The game of Legitimate interests could get very messy. So please tread carefully if you think this is a card you’d like to play with your audience and their behaviour.
Oh, and have you met the ePrivacy directive?
I know this is a separate entity to GDPR but it’s a very close relative. It’s also stopping me from finishing my course as it’s a module that needs to be completed. Problem is, the module hasn’t been released yet.
So I’m expecting it to outline the following
That people are going to need to gather consent against ‘cookies’, and the logging of IP address related tracking.
That means that businesses are going to need to be clear and explain what a cookie actually means and does. And explain it in a transparent way that my Granny can understand for example.
I don’t know if that’s right or not. I don’t have the final information on ePrivacy. However, The EU directive suggests this is right.
So if you are actively using tools that use IP reverse look-up or tracking (such as Facebook Pixel) then the effectiveness of these tools is likely to significantly change in the post GDPR world.
What happens next?
GDPR has quickly gone from ‘what’s that’ to ‘OMG’. In my experience, people want to get ready and get on with their business.
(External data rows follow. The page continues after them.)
PR #303, opened 2016-08-29
Add ability to include badges on nav items in pfVerticalNavigation

jeff-phillips-18:
This also fixes an issue where the body content might not have been
setup at startup. Rather than getting it once and holding a reference,
get the element each time

Removed the hasSubmenus setting since this is no longer required. No backward compatibility issue since setting this has no effect.

This depends on https://github.com/patternfly/patternfly/pull/439 getting merged into Patternfly.

image

### DIFF
--- a/misc/examples.css
+++ b/misc/examples.css
@@ -123,3 +123,10 @@ hr {
 .example-info-text:first-of-type {
   margin-top: 10px;
 }
+
+.example-error-background {
+  background-color: #cc0000 !important;
+}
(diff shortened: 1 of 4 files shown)


jeff-phillips-18:
@dtaylor113 @dgutride @dlabrecq  Please review

dtaylor113:
LGTM

dgutride:
Look good

dlabrecq:
A little late, but LGTM.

But we need to know the full rule book. It might not be perfect, I’m sure it will change (evolution not revolution, yawn, sorry), but we need a starting point.
So come on ICO get a move on.
We understand the GDPR is a complicated framework, and you are going to have to Police it.
We understand it’s legislation and some Brexit stuff is going on that’s held up key decisions.
But help us out ICO. What’s your take on this?
Can you please get that consent guidance inked in, explain ePrivacy properly and let’s get implemented.